-- Activity --
In the listing below, locate the lines bearing the word "yanbing". Copy every one of them.

----- Records shown -----

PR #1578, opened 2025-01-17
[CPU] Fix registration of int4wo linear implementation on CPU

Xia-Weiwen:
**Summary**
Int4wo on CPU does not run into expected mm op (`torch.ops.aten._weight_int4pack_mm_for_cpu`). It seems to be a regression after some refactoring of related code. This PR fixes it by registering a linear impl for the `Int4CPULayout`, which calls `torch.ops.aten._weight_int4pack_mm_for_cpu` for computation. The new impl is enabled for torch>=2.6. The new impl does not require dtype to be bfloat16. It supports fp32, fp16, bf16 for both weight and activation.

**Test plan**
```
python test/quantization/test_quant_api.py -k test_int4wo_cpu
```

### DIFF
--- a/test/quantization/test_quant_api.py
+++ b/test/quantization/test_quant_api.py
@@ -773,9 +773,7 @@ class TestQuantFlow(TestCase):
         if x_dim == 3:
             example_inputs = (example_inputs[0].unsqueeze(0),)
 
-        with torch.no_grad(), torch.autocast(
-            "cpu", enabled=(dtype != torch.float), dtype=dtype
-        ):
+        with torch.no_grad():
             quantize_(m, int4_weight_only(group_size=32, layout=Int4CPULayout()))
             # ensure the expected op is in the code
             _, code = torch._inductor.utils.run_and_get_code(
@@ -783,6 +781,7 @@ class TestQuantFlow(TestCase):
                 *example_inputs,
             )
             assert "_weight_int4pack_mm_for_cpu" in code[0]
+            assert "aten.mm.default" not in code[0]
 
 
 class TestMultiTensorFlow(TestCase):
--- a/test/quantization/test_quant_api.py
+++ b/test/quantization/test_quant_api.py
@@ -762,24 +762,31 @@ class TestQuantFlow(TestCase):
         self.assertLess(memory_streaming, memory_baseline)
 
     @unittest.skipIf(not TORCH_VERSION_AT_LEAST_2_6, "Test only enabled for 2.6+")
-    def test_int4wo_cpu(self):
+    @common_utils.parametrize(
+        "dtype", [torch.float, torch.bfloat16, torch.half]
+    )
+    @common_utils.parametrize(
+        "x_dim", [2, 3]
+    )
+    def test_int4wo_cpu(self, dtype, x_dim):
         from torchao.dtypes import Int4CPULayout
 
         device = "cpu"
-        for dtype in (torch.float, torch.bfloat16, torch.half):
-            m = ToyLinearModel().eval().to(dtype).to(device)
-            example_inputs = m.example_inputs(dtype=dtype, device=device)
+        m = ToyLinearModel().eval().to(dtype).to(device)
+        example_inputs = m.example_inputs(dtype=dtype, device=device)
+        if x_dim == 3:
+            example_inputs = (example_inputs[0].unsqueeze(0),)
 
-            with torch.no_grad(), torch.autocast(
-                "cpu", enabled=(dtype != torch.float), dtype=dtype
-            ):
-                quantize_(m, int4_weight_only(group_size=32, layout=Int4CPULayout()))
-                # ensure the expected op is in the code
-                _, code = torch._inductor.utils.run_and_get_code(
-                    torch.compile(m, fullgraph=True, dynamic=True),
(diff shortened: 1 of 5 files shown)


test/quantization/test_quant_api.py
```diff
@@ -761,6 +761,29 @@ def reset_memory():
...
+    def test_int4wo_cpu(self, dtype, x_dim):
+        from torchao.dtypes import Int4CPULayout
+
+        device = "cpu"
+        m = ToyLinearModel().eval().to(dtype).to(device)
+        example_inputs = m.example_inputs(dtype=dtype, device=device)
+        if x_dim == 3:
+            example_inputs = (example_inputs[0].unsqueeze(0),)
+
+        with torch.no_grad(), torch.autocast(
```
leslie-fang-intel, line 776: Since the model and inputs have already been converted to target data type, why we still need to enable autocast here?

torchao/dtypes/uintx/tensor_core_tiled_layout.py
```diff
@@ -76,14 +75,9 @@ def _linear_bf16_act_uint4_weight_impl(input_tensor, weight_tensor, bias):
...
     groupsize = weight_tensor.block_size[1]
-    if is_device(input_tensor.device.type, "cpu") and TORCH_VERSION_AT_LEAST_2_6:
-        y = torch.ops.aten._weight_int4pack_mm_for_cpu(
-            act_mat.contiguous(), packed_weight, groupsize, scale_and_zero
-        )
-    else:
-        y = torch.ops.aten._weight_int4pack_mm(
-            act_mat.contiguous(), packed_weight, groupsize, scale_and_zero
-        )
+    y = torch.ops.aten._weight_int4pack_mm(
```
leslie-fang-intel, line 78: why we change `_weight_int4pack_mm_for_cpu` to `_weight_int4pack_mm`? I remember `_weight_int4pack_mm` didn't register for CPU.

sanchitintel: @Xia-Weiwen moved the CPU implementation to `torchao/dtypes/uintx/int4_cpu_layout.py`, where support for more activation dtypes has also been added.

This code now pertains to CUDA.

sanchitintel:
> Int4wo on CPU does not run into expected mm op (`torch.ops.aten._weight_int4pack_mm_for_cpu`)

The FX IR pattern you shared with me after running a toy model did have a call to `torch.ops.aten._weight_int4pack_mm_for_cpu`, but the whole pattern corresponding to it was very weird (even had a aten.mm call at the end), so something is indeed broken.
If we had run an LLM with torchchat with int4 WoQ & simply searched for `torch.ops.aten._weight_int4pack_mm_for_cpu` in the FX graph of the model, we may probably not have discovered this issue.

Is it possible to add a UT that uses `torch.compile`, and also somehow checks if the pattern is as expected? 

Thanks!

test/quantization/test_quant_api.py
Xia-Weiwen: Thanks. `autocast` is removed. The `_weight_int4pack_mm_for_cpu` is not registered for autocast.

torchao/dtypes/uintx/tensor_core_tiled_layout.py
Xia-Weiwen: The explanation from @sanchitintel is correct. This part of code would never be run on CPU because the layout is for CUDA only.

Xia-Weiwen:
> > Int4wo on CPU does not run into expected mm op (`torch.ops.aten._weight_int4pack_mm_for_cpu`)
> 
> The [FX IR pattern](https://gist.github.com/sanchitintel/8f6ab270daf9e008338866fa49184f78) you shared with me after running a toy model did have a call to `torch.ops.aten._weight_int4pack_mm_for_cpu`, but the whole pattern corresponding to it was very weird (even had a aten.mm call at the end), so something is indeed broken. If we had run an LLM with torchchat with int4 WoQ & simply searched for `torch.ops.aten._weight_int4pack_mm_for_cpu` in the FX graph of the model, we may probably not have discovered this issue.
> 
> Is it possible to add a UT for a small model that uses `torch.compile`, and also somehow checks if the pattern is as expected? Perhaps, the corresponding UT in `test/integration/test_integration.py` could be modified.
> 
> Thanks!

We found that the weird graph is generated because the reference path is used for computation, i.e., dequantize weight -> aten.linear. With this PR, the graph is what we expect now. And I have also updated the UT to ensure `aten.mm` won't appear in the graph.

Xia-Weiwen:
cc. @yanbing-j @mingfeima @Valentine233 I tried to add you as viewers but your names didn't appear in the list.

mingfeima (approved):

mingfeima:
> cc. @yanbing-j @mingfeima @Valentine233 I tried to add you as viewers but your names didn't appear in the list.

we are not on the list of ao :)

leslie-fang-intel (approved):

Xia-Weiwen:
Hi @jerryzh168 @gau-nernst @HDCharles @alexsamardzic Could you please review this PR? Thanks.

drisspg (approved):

-----

-- The completed task --
cc. @yanbing-j @mingfeima @Valentine233 I tried to add you as viewers but your names didn't appear in the list.
> cc. @yanbing-j @mingfeima @Valentine233 I tried to add you as viewers but your names didn't appear in the list.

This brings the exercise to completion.